The analysis by high-ranking European Parliament official Jean-Guy Giraud confirms this. Based on the work of the Convention (in this connection, the Lisbon Treaty incorporates the measures from the draft constitutional treaty without any amendments), he notes that the aim of the new job is to make the European Council more effective but not to alter the institutional balance of the Parliament-Council-Commission. This new president with a long term of office would ensure a degree of continuity between meetings, ensuring follow-up and maintaining cohesion. He or she would represent the EU in CFSP issues among foreign heads of state but vis-à-vis foreign ministers, this role would be taken up by the high representative, who runs the CFSP in accordance with the guidelines decided by the European Council and the General Affairs Council (chaired by the high representative). Giraud recognises that at the end of the day, given the innovative nature of the new job and the very general nature of the measures of the treaty in this connection, it will be created in practice by the experience and character traits of the first people to hold the post.
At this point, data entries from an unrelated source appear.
PR #2346, opened 2020-11-29
Fix crash on lexing octal escapes bigger than u8::MAX

isidentical:


parser/src/lexer.rs
```diff
@@ -457,7 +457,13 @@ where
                 break;
             }
         }
-        u8::from_str_radix(&octet_content, 8).unwrap() as char
+        match u32::from_str_radix(&octet_content, 8) {
```
coolreader18, line 460: I think you should be able to just `unwrap()` this, since we just verified that it's all octal digits

coolreader18 (approved):

PR #2348, opened 2020-11-29
PEP 498 compatibility: parenthesized expressions for f-strings

isidentical:
Since we are already adding parentheses, we don't need to trim(), this also improves location information for `f'{  b  }`!


coolreader18 (approved):
LGTM!

PR #2350, opened 2020-11-30
Handle raw yield expressions as RHS for augmented/annotated assignments

isidentical:


coolreader18 (approved):
I'm not super familiar with the parser, but this LGTM

PR #2353, opened 2020-12-01
Give the `rustpython` crate a library component

coolreader18:
A possible replacement for native extension modules for the moment.


youknowone (approved):
The broken test looks like irrelevant but need to be checked

PR #2354, opened 2020-12-02
Add injectPython function for notebook

coolreader18:
cc @mireille-raad


wasm/notebook/snippets/python-js-css/javascript.txt
```diff
@@ -1,45 +1,25 @@
...
+            resultDiv.innerHTML += output;
         });
-    
-}
\ No newline at end of file
+        pushNotebook(btn);
+
+        const resultDiv = document.createElement('div');
+        resultDiv.classList.add('result');
+        pushNotebook(resultDiv);
```
mireille-raad, line 23: oh wow. is is really neat and MUCH better than the hack around that I had.

mireille-raad:
oh wow those are some serious improvements, especially the parts for handling parameters, execution and displaying results.

1/ Thank you for creating the helpers for p, h1->h6. That is really neat.

2/ are `rp.vmStore.init();` and `pyvm.addToScope()`, `pyvm.exec(code)` something that you recently added?  is `rp.pyExec` still there?

3/ What do you use for editing and formatting code. I feel that we always have some spacing/formatting diff especially with `css` and `js` , it is probably because we have a different setup. do you use a code formatter? if yes, which one. I am happy to replicate your setup. if no, I  will stop being lazy and manually format code.

4/ My last comment, I am not sure about what I was thinking when I wrote the calculator example. The returned text is way too silly. 
Can you update the example code to just be a simple calculator? I think the idea is more straightforward... You can have two inputs and the output would be a simple addition. I think it drives home the point and the steps are included in markdown.
This might also be a neat way to demonstrate passing multiple arguments.

Otherwise, I am excited to have this merged.

wasm/notebook/snippets/python-js-css/javascript.txt
```diff
@@ -1,45 +1,25 @@
-// Javascript code go here
+// Javascript code goes here
 
-// Javascript code go here
+injectPython({
+    // injectPython functions take the positional arguments as
```
mireille-raad, line 4: thanks for adding a decent way to handle arguments. should we add a note about this in the README for the notebook?

mireille-raad (approved):

coolreader18:
2: no, they've been there for a while; they exist alongside rp.pyExec. We make use of them for the demo to have a different scope for the codemirror editor and for the terminal.

3: Oh, yeah, I use prettier, I think there should be a `.prettierrc` in the `wasm/` directory that the prettier cli or editor extensions should pick up.

4: yeah, for sure.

Defence issues should not be ignored. In various debates and arguments, one issue has generally been ignored - the very significant innovations in the Reform Treaty when it comes to defence. This media silence is being broken through with, for example, a seminar organised by the European Parliament's Security and Defence Sub-Committee on the ESDP aspects of the Reform Treaty (see report in issue 9600), and the publication in our Documents series (2478) of an analysis by Antonio Missiroli. But the debate is just beginning. I was struck by the arguments of Federico Santopinto on behalf of GRIP (Groupe de recherche et d'information sur la paix et la sécurité), and his rather disturbing conclusions at first sight - without challenging the importance of the 'structured cooperation' foreseen in the Lisbon Treaty for defence issues, the author argues that in practice, the intergovernmental nature of the ESDP has been strengthened by the treaty and this will make structured cooperation more difficult in practice. I shall be returning to this.